二度見の心理
男性も女性も、好きな人・気になる人というのはついつい目で追ってしまうもの。
もちろん、いい大人がずーっと好きな人の姿を目で追い続けるということはないでしょうけれど、つい見てしまう、つい目で追ってしまうタイミングというのはあるものです。
それが、二度見。
こちらの記事で、男性が別れ際に女性を褒めるのは本気度が高いということをお伝えしました。
今生の別れではないにしても、別れ際というのはやはり切ないものです。
もっと一緒にいたい、もっと見ていたい。そう思ったとき、人はついつい相手を目で追ってしまいます。
もう何年も前のことになりますが、当時勤めていた会社の親会社に中江さんという男性がいました。
私の直属の上司が、親会社に勤務していた頃にかわいがっていた後輩なのだそうです。
異動になった上司を訪ねてきた中江さんと初めて会ったとき「感じのよい人だな」と思いました。
向こうも同じ印象を持ったようで、そのあと中江さんが上司に、
「素敵な方ですね」
と、私のことを褒めていたと聞きました。
その後、中江さんとは何度となく顔を合わせる機会がありましたが、彼は上司に会うたびに、
「朝霧さんは本当に素敵な方ですね」
「朝霧さんはいつ見てもおきれいですね」
と、私のことを話題にしていたそうです。
私も中江さんには好意を持っていましたから、素直に嬉しかったですね。
もちろん、お互い既婚者なのでどうこうしようとは思っていませんでしたけど。
そしてこれは、親会社へ書類の受け渡しに行った私が、用事を終えて総務課の事務所を出ようとしたときのことです。
事務所のドアは透明なガラスの入った框戸で、ドアを開けようとしたとき、ガラス越しに中江さんが立っているのが見えました。
中江さんも私に気付き、お互いドアノブに伸ばした手を止めました。
私が後ろへ一歩下がると、中江さんが少し躊躇ってから、ドアを開けて事務所へ入って来ました。
挨拶を交わしたあと、私は中江さんと入れ違いに事務所を出て、そっとドアを閉めました。
ドアを閉めたあと、ふと目を上げて中江さんの背中へ視線を走らせたとき、ほぼ同じタイミングでこちらをそっと振り返る中江さんと、目が合いました。
私は思わずうつむき、逃げるように事務所の前を離れましたが、あのとき伏し目がちにこちらを振り向いた中江さんの表情は、今も目に焼き付いて離れません。
あの後すぐ中江さんが転勤になり、一度も会うことがなかったので、余計に記憶に残っているのでしょうね。
そして、これはつい最近のこと。
私の中に強烈な余韻を残してくれた、こちらの吉本さん。
もう会うこともないと思っていた、この一年後。
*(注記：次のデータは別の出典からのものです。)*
PR #167, opened 2022-12-29
Add justfile, and apply all the formatting/linting checks

bloodearnest:


justfile
```diff
@@ -0,0 +1,109 @@
+set dotenv-load := true
+
+# just has no idiom for setting a default value for an environment variable
+# so we shell out, as we need VIRTUAL_ENV in the justfile environment
+export VIRTUAL_ENV  := `echo ${VIRTUAL_ENV:-.venv}`
+
+# TODO: make it /scripts on windows?
+export BIN := VIRTUAL_ENV + "/bin"
+export PIP := BIN + "/python -m pip"
```
ghickman, line 9: The repo-template has an updated version of this which works on windows too.

pyproject.toml
```diff
@@ -55,3 +55,12 @@ drop = [
...
 "ruamel.yaml" = "ruamel"
+
+[tool.isort]
+force_grid_wrap = 0
+include_trailing_comma = true
+line_length = 88
+lines_after_imports = 2
+multi_line_output = 3
+skip_glob = [".direnv", "venv", ".venv", "opensafely/_vendor"]
+use_parentheses = true
```
ghickman, line 66: This can be collapse down using the black profile, [example in the repo-template](https://github.com/opensafely-core/repo-template/blob/main/pyproject.toml#L16-L19)

justfile
```diff
@@ -0,0 +1,109 @@
...
+# upgrade dev or prod dependencies (specify package to upgrade single package, all by default)
+upgrade env package="": virtualenv
+    #!/usr/bin/env bash
+    opts="--upgrade"
+    test -z "{{ package }}" || opts="--upgrade-package {{ package }}"
+    FORCE=true {{ just_executable() }} requirements-{{ env }} $opts
+
+
+test *args: devenv
+    $BIN/coverage run --module pytest {{ args }}
```
ghickman, line 96: We'll also want, on the line below this, `$BIN/coverage report || $BIN/coverage html` otherwise coverage isn't doing very much!

.pre-commit-config.yaml
```diff
@@ -0,0 +1,30 @@
...
+  python: python3.10
+
+repos:
+  - repo: https://github.com/psf/black
+    rev: 22.6.0
+    hooks:
+    - id: black
+
+  - repo: https://github.com/PyCQA/flake8
+    rev: 4.0.1
```
ghickman, line 11: Could you change this to `6.0.0` to match dev requirements?

.pre-commit-config.yaml
```diff
@@ -0,0 +1,30 @@
+default_language_version:
+  python: python3.10
+
+repos:
+  - repo: https://github.com/psf/black
+    rev: 22.6.0
```
ghickman, line 6: We've got `21.10b0` in the dev requirements, could you bump both to `22.12.0`? Probably best to start from the current version!

.pre-commit-config.yaml
```diff
@@ -0,0 +1,30 @@
...
+    hooks:
+    - id: black
+
+  - repo: https://github.com/PyCQA/flake8
+    rev: 4.0.1
+    hooks:
+    - id: flake8
+
+  - repo: https://github.com/PyCQA/isort
+    rev: 5.10.1
```
ghickman, line 16: Could you change this to `5.11.4` to match dev requirements?

ghickman (approved):

justfile
bloodearnest: So, that line is wrong. As it is, it only runs html if report fails.

I think what you want is `$BIN/coverage report || true; $BIN/coverage html`  - that will run both regardless of reports exit code

bloodearnest: Hmm, or is it wrong? 
I think you want to exit with the exit code of `coverage report`, but run html anyway?

PR #169, opened 2022-12-29
Finish off `opensafely exec` command

### LINKED ISSUE #149: Finish `opensafely exec` implementation

bloodearnest:
Finish off the `opensafely exec` implementation.

Fixes #149.

Was a bit involved, because windows, mostly the first commit.

### DIFF
--- a/opensafely/execute.py
+++ b/opensafely/execute.py
@@ -11,37 +11,68 @@ from opensafely.windows import ensure_tty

私は吉本さんと、別の職場で再会してしまったのです。
再会したときの、吉本さんの驚いた表情。
当時と変わらず、会うたびに気持ちのよい挨拶を投げかけてくれる吉本さん。
もともと好意を持っていながら、二度と会えないと思っていた相手と再会してしまったわけです。
最初はただ「また会えてうれしい」という気持ちでしたが、やはり想いは募っていくものですね。
再会して半月ほどたった、ある日。
私が出勤し、事務所へ入ろうとしたところへ、たまたま吉本さんが通りかかりました。
「お疲れさん!」
「お疲れさまです」
挨拶を交わすと、私は彼に背を向けて、事務所のドアに手をかけました。
このとき、私はどうしても止められなかったのです。振り向いて、吉本さんの姿をもう一度見たいという欲求を。
ドアに手をかけたまま、私はそっと後ろを振り返りました。すると、同じタイミングでこちらを振り返った吉本さんと、一瞬だけ目が合いました。
慌てて目を反らし、何事もなかったかのようにドアを開けて中へ入ってしまったので、吉本さんの表情までは見えませんでしたが…。
気持ちを知られてはいけない。
だから、見てはいけない。
そんな心理が働くと、人は必ず伏し目がちになります。
あのときの中江さん然り、ついこの間の私も然り。少し俯いて、伏し目がちに振り返る。
少女漫画のようにバッチリ目が合うことは、まずないのです。
ただし、相手にどう思われようが気にしない。ただ、なんとなく好みのタイプだから見てしまう。
そのくらいの好意なら、ためらいなく振り返りますし、バッチリ目が合うこともあるかもしれませんね。